PR #4937, opened 2025-04-02
boac-6065 + boac-6064 + boac-6078 - PA: search now searches student name as well + templates fixes

mohamalnadi:
Jiras:
- https://jira-secure.berkeley.edu/browse/BOAC-6064
- https://jira-secure.berkeley.edu/browse/BOAC-6065
- https://jira-secure.berkeley.edu/browse/BOAC-6078

1. PA Search now searches the student names as well as note body
2. Took out Peer Advising Search out of `Note.search` and created a new method `Note.peer_advising_search` to simplify the search method as it was getting way too convoluted. 
3. PA advising templates - now you cannot have duplicate topics while editing a template. 
4. Added **Back to Home** button in search page

### DIFF
--- a/boac/models/note.py
+++ b/boac/models/note.py
@@ -403,6 +403,77 @@ class Note(Base):
         return api_json
 
     @classmethod
+    def peer_advising_notes_search(
+            cls,
+            search_phrase,
+            peer_advising_department_id,
+            matching_sids,
+            offset=0,
+            limit=40,
+    ):
+        notes_selector = """SELECT id, ts_rank(fts_index, plainto_tsquery('english', :search_phrase)) AS rank
+            FROM notes_fts_index
+            WHERE fts_index @@ plainto_tsquery('english', :search_phrase)"""
+        params = {
+            'search_phrase': search_phrase,
+        }
+
+        # Build a union branch that picks notes for which the student's SID is in the matching list.
+        student_branch = """
+            SELECT n.id, 0 AS rank
+            FROM notes n
+            WHERE n.sid = ANY(:matching_sids)
+            AND n.peer_advising_department_id = :peer_advising_department_id
+        """
+        params['matching_sids'] = matching_sids
+
+        # Combine both branches using UNION.
+        fts_selector = f"""
+            {notes_selector}
+            UNION
+            {student_branch}
+        """
+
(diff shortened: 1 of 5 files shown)


boac/models/note.py
```diff
@@ -402,6 +402,78 @@ def get_notes_report(cls):
...
+        fts_selector = f"""
+            {notes_selector}
+            UNION
+            {student_branch}
+        """
+
+        peer_advising_department_notes_filter = ''
+        if peer_advising_department_id:
+            peer_advising_department_notes_filter = 'AND notes.peer_advising_department_id = :peer_advising_department_id'
+            params.update({'peer_advising_department_id': peer_advising_department_id})
```
johncrossman: @mohamalnadi - In method above, `peer_advising_department_id` will always be defined (ie, non-null). And with that in mind, (1) should the `student_branch` query above include `peer_advising_department_id`, and (2) there's no need for if check above?

mohamalnadi: @johncrossman - thank you for your feedback! I made the changes and fixed the unit testing failing.

src/views/PeerAdvisorSearch.vue
```diff
@@ -76,7 +76,7 @@ const init = (user: BoaUser) => {
     alertScreenReader(`Searching for "${searchStore.queryText}"`)
     peerAdvisorSearch(searchStore.queryText, peerAdvisingDepartmentId.value).then(data => {
       notes.value = data.notes.reverse()
-      totalNoteCount.value = data.totalNoteCount
+      totalNoteCount.value = data.notes.length
```
johncrossman: @mohamalnadi - Is `notes.length` a reliable measure of `totalNoteCount`? If the backend query is using offset/limit then maybe `totalNoteCount` > `notes.length`.

johncrossman:
@mohamalnadi - My review is done. My most recent comment is the only one that needs your attention. Thanks again!

src/views/PeerAdvisorSearch.vue
mohamalnadi: Yes good catch, I reverted this change. There is a separate bug where the `totalNoteCount` does not return the correct amount of results - I'll create a separate bug for this. Thank you!

PR #4958, opened 2025-04-08
boac-6072 + boac-6065 - PA Search tweeks to improve search on student names and partial words

mohamalnadi:
Jiras:
- https://jira-secure.berkeley.edu/browse/BOAC-6072
- https://jira-secure.berkeley.edu/browse/BOAC-6065
- https://jira-secure.berkeley.edu/browse/BOAC-6076

### DIFF
--- a/boac/models/note.py
+++ b/boac/models/note.py
@@ -413,9 +413,11 @@ class Note(Base):
             offset=0,
             limit=40,
     ):
-        notes_selector = """SELECT id, ts_rank(fts_index, plainto_tsquery('english', :search_phrase)) AS rank
+        notes_selector = """
+            SELECT id, ts_rank(fts_index, to_tsquery('english', :search_phrase || ':*')) AS rank
             FROM notes_fts_index
-            WHERE fts_index @@ plainto_tsquery('english', :search_phrase)"""
+            WHERE fts_index @@ to_tsquery('english', :search_phrase || ':*')
+        """
         params = {
             'search_phrase': search_phrase,
         }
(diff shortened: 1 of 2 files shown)


boac/models/note.py
```diff
@@ -413,9 +413,11 @@ def peer_advising_notes_search(
             offset=0,
             limit=40,
     ):
-        notes_selector = """SELECT id, ts_rank(fts_index, plainto_tsquery('english', :search_phrase)) AS rank
+        notes_selector = """
+            SELECT id, ts_rank(fts_index, to_tsquery('english', :search_phrase || ':*')) AS rank
             FROM notes_fts_index
-            WHERE fts_index @@ plainto_tsquery('english', :search_phrase)"""
+            WHERE fts_index @@ to_tsquery('english', :search_phrase || ':*')
+        """
```
johncrossman, line 420: @mohamalnadi - For the sake of my understanding, can you explain why we want `to_tsquery` instead of `plainto_tsquery `? And why the fallback to `':*'`?

mohamalnadi: @johncrossman - `plainto_tsquery` only searches full words. Paul reported a bug where if a note had, for example the note "LS body 1743778442" and the user searched for "1743", `plainto_tsquery` would return no results. `to_tsquery` along side `':*' ` is more expansive, and as such, would return results.

This is the particular bug this change is addressing: https://jira-secure.berkeley.edu/browse/BOAC-6072

johncrossman:
Thanks @mohamalnadi

PR #4968, opened 2025-04-09
BOAC-6104, /student AcadTimeline: note null check after cancel delete-note

johncrossman:
https://jira-secure.berkeley.edu/browse/BOAC-6104

### DIFF
--- a/src/components/note/AdvisingNote.vue
+++ b/src/components/note/AdvisingNote.vue
@@ -180,10 +180,6 @@ const props = defineProps({
     required: true,
     type: Function
   },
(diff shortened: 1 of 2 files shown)


src/components/note/AdvisingNote.vue
```diff
@@ -180,10 +180,6 @@ const props = defineProps({
     required: true,
     type: Function
   },
-  deleteNote: {
-    required: true,
-    type: Function
-  },
```
johncrossman, line 186: This prop was unused.

PR #4999, opened 2025-04-15
boac-6132 - Advanced Search: improve partial-string result matching

mohamalnadi:
Jira: https://jira-secure.berkeley.edu/browse/BOAC-6132

**A couple of changes:**
1. use `to_tsquery` vs. `plainto_tsquery` which is more inclusive, as has been done with Peer Advising Search 
2. Since there are some recent changes with having multiple search_phrases, the `*` operator that works with `to_tsquery` had to be appended to each token in the search_phrases
3. `to_tsquery` runs into errors with with this search phrase `horse; <- epitaph? ->`. So I had to update this test case to fix that. If this sort of search phrase is expected from the user, then I do not think `to_tsquery` will work for advanced search.
4. Additionally, the original regex caused 4 of the unit tests to fail with regards to special characters. The new regex does not cause this issue and with my testing, I see consist and more inclusive results. However, we would need to do more thorough testing to ensure this does accidentally exclude any searches or cause any errors.

### DIFF
--- a/boac/lib/util.py
+++ b/boac/lib/util.py
@@ -41,7 +41,7 @@ from titlecase import titlecase
 
 """Generic utilities."""
 
-TEXT_SEARCH_PATTERN = r'(\w*[.:/-@]\w+([.:/-]\w+)*)|[^\s?!(),;:.`]+'
+TEXT_SEARCH_PATTERN = r'[0-9A-Za-z/\-]+'
 
 
 def camelize(text):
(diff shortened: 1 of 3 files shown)


pauline2k:
Looks good to me! I'll merge, and once deployed we can do some follow-up comparisons on dev versus qa to see if there are discrepancies in search results. We'll be particularly interested in special characters and older SIS appointments that contain a lot of HTML entities, since I think the gnarly regex was originally written to handle those.

PR #5007, opened 2025-04-16
BOAC-6146: allows admin to download PA notes CSV

lyttam:
https://jira-secure.berkeley.edu/browse/BOAC-6146

I refactored the authorization on peer advising endpoints so that each time we're checking if a user is a peer advisor manager, we're also making sure they belong to the right department.

@johncrossman @mohamalnadi Is this a good idea? I assume PAMs should not be allowed to request data for a department they aren't a member of.

### DIFF
--- a/boac/api/decorators.py
+++ b/boac/api/decorators.py
@@ -25,8 +25,10 @@ ENHANCEMENTS, OR MODIFICATIONS.
 
 from functools import wraps
 
+from boac.api.auth_utils import is_authorized_peer_advisor_manager
 from boac.api.util import can_access_admitted_students
 from boac.lib.berkeley import has_any_membership_role, is_peer_advisor, is_peer_advisor_manager
+from boac.models.peer_advising_department import PeerAdvisingDepartment
 from boac.models.peer_advising_department_member import PeerAdvisingDepartmentMember
 from boac.routes import login_manager
 from flask import current_app as app, request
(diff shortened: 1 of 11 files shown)


tests/test_api/test_peer_advising_users_controller.py
```diff
@@ -120,6 +120,8 @@ def test_authorized(self, client, fake_auth):
         # Log in PAM of CoE Mech Eng
         peer_advisor_manager = fake_auth.login(coe_mech_peer_advisor_manager_uid)
         assert is_peer_advisor_manager(peer_advisor_manager)
+        from flask import current_app
+        current_app.logger.error(peer_advising_department.id)
```
pauline2k: @lyttam is this error logging left over from development?

boac/api/decorators.py
```diff
@@ -187,6 +189,41 @@ def _peer_advisor_or_peer_advisor_manager(*args, **kw):
     return _peer_advisor_or_peer_advisor_manager
 
 
+def peer_advisor_manager_in_department(func):
+    # Checks if the peer_advisor_manager is in the peer_advising_department in the request
```
pauline2k, line 193: @lyttam restricting access by department membership makes sense to me!

tests/test_api/test_peer_advising_users_controller.py
lyttam: @pauline2k  oops, yes I'll remove it

boac/api/decorators.py
```diff
@@ -187,6 +189,41 @@ def _peer_advisor_or_peer_advisor_manager(*args, **kw):
...
+                and (
+                    current_user.is_admin
+                    or is_peer_advisor_manager(current_user)
+                    or _api_key_ok())
+                and (
+                    current_user.is_admin
+                    or is_authorized_peer_advisor_manager(
+                        peer_advising_department_id=peer_advising_department.id,
+                        peer_advisor_manager_user_id=current_user.get_id(),
+                    )
```
johncrossman, line 214: @lyttam - Looks good to me. Can the two parenthesized conditions above be combined into one:
```
current_user.is_admin
or is_authorized_peer_advisor_manager(
    peer_advising_department_id=peer_advising_department.id,
    peer_advisor_manager_user_id=current_user.get_id(),
)
```
The `is_peer_advisor_manager` check seems redundant.

lyttam: @johncrossman Yes, good idea. Amended.

PR #5008, opened 2025-04-16
boac-6138 - Fix issue with Deleted PA's not showing up in endpoint

mohamalnadi:
Jira: https://jira-secure.berkeley.edu/browse/BOAC-6138

### DIFF
--- a/boac/models/authorized_user.py
+++ b/boac/models/authorized_user.py
@@ -377,36 +377,36 @@ def _peer_advising_users_sql(
         'role_type': role_type,
     }
     if peer_advising_department_id and role_type:
-        query_tables += """
+        query_tables += f"""
             JOIN peer_advising_departments d ON
                 d.id = :peer_advising_department_id
             JOIN peer_advising_department_members m ON
                 m.peer_advising_department_id = d.id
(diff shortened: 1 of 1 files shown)


boac/models/authorized_user.py
```diff
@@ -377,36 +377,36 @@ def _peer_advising_users_sql(
...
-                AND m.deleted_at IS NULL
+                {_users_sql_where_clause_peer_advising_member(status)}
         """
     elif not peer_advising_department_id and not role_type:
-        query_tables += """
+        query_tables += f"""
             JOIN peer_advising_department_members m ON
                 m.authorized_user_id = u.id
-                AND m.deleted_at IS NULL
+                {_users_sql_where_clause_peer_advising_member(status)}
```
johncrossman: @mohamalnadi - Looks good. Although I think you should change the name of  the method `_users_sql_where_clause_peer_advising_member` because it's not always in the context of peer advisors. Perhaps __get_deleted_at_condition_?

mohamalnadi: @johncrossman - makes sense! I just updated the name.

PR #5013, opened 2025-04-17
BOAC-5003, chip away at SQLAlchemy deprecations

johncrossman:
https://jira-secure.berkeley.edu/browse/BOAC-5003

Note: BOA's version of SQLAlchemy has not yet changed.
 
Migration guide: https://docs.sqlalchemy.org/en/20/changelog/migration_20.html


johncrossman:
I will retry later.

PR #5021, opened 2025-04-22
BOAC-6157: fixes add-to-curated-group bindings

lyttam:
https://jira-secure.berkeley.edu/browse/BOAC-6157

v-model with argument (e.g. `v-model:selected`) is apparently a no-no. I think something in the recent package upgrades caused it to break in CuratedGroupSelector.vue and ManageStudent.vue.

It didn't seem to impact BoaUsers.vue and UserReport.vue, but I got rid of it there anyway so the linter won't complain.

### DIFF
--- a/eslint.config.js
+++ b/eslint.config.js
@@ -44,6 +44,7 @@ export default [
     languageOptions: {
       globals: {
         ...globals.node,
+        ...globals.browser
       },
       parser: parser,
       parserOptions: {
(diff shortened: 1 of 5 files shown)


eslint.config.js
```diff
@@ -44,6 +44,7 @@ export default [
     languageOptions: {
       globals: {
         ...globals.node,
+        ...globals.browser
```
lyttam, line 47: Adding this will get rid of lint warnings like `'window' is not defined  no-undef`

PR #5037, opened 2025-04-25
BOAC-6168, db-migrate SQL script to create peer-advising depts

johncrossman:
https://jira-secure.berkeley.edu/browse/BOAC-6168

The hard-coded IDs have been verified to line up in prod. (This is expected since we sync test envs w/ prod.) The release-instructions doc has been updated; this script will be run _after_ the KPUB dept is added.


johncrossman:
Closing this dev PR because we only need a QA PR, which is coming soon.

PR #506, opened 2015-12-09
Bugfix StringFilter

rapemer:
Bugfix: Warning: trim() expects parameter 1 to be string, array given

Sample:

```php
    protected function configureDatagridFilters(DatagridMapper $filter)
    {
        $filter
            ->add('name')
            ->add('region', null, [], 'choice', [
                'label' => 'label.cat.region',
                'choices' => Cat::$regions,
                'expanded' => true,
                'multiple' => true
            ])
        ;
    }
```

### DIFF
--- a/Filter/StringFilter.php
+++ b/Filter/StringFilter.php
@@ -25,6 +25,10 @@ class StringFilter extends Filter
             return;
         }
 
+        if (is_array($data['value'])) {
+            $data['value'] = array_shift($data['value']);
+        }
+
         $data['value'] = trim($data['value']);
 
         if (strlen($data['value']) == 0) {


OskarStark:
ping @rande

greg0ire:
Please rebase on the tip of master so that tests pass.

And please improve your commit message. Half the commits are bugfixes.

rapemer:
@greg0ire sorry, but I don't know how ;-)

greg0ire:
No problem! Assuming you already are on your branch : 

1. Get the latest commits : `git fetch origin` (assuming `origin` refers to the main repo, and not your fork, you can check that with `git remote -vvv`).
2. Rebase on the tip of origin/master : `git rebase origin/master`
3. Force push the result on your fork : `git push --force`

Regarding the commit message, as I said, half the commits are bugfixes, so starting your commit message with "bugfix", is not very helpful. Plus, fixing a bug is a consequence of what you did (hopefully). The first thing you should clarify : what did you do ? After reading your commit, it looks like you made the StringFilter compatible with array data. The second thing you should clarify : why did you do it ? What situation lead you there ?

So the commit message might look like this : 

```
make the StringFilter compatible with array data

When using the StringFilter with multiple choices, there is an error message caused by an error in string filter.
```

Note that the "why" part raises a question : why the hell is `StringFilter` called instead of `ChoiceFilter` ? And that is why you should write good commit messages.

Soullivaneuh:

Regards.

PR #508, opened 2015-12-22
[Translation] Add delete checkbox translation in collection

matthv:
On default behavior (inline, not table), the `action_delete` translation was not included.
Tested on local machine, everything seems working fine.


nicovak:
+1

OskarStark:
Thank you @matthv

:::

There is a line with "mohamalnadi: Yes good" and a line with "boac-6072 + boac-6065" above. Copy exactly those two lines and all lines between them, with nothing else.

mohamalnadi: Yes good catch, I reverted this change. There is a separate bug where the `totalNoteCount` does not return the correct amount of results - I'll create a separate bug for this. Thank you!

PR #4958, opened 2025-04-08
boac-6072 + boac-6065 - PA Search tweeks to improve search on student names and partial words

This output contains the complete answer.